With regard to diet, you can find everything you need to know in the following threads:

http://www.talkbudgies.com/articles-diet-nutrition/315033-healthy-diet-your-budgie.html
http://www.talkbudgies.com/articles-diet-nutrition/309849-quality-seed-mix.html
http://www.talkbudgies.com/articles...ttlebones-mineral-blocks-manu-clay-roses.html
http://www.talkbudgies.com/articles-holistic-natural-remedies/103936-apple-cider-vinegar.html

It is fine to take your budgies outdoors on warm days as long as they are safely secured in their cage with no means of escape. 
The budgies must be supervised at all times when you have them outdoors as predators sometimes attack cages with budgies in them so you must be right there with them.
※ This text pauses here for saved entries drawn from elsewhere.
PR #18015, opened 2021-01-20
[fastlane_core] Support `SUPPORTS_UIKITFORMAC` build setting

DavidBrunow:
This build setting was originally used to determine whether an app supports Mac Catalyst and is still a valid flag.

### Checklist

### Motivation and Context

While trying to automate the builds of our Mac Catalyst app I ran into an issue where Fastlane failed to determine that our app supported Mac Catalyst. After some troubleshooting I figured out that it was due to the fact that we were using the original flag to indicate Mac Catalyst support (`SUPPORTS_UIKITFORMAC`) instead of the current flag that is used for that purpose (`SUPPORTS_MACCATALYST`). I think it would be helpful to support the legacy flag since it is still supported by Xcode.

### Description

The change is very simple -- instead of looking at only the `SUPPORTS_MACCATALYST` flag to determine whether an app supports Mac Catalyst the new code now looks at that flag and the `SUPPORTS_UIKITFORMAC` flag and if either are true then it treats the app as supporting Mac Catalyst.

### Testing Steps

Tested manually with our codebase.

### DIFF
--- a/fastlane_core/lib/fastlane_core/project.rb
+++ b/fastlane_core/lib/fastlane_core/project.rb
@@ -275,7 +275,7 @@ module FastlaneCore
     end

Please take the time to read through the Site Guidelines, all of the How To Guides, the FAQs, the Budgie Articles and the stickies located at the top of each section of the forum.

Truly, the very BEST advice anyone can offer you is to take the time to read ALL of the stickies throughout the various Talk Budgie forums as well as the Budgie Articles we have posted.

These are great resources for Talk Budgie members and have a wealth of reliable information which will assist you to learn the best practices in caring for your budgies for their optimal health and well-being.

Best wishes!

*


----------



## RavensGryf (May 8, 2015)

That’s great to hear about your budgies . 

I second the advice from FaeryBee about not leaving your birds outside unattended. Even with a secure latch, we’ve heard too many stories about outdoor predatory animals still getting to the birds. It might not seem like it can be done through 1/2” bar spacing, but it can. 

Great information in the links above too, regarding budgie diet. See you around .


----------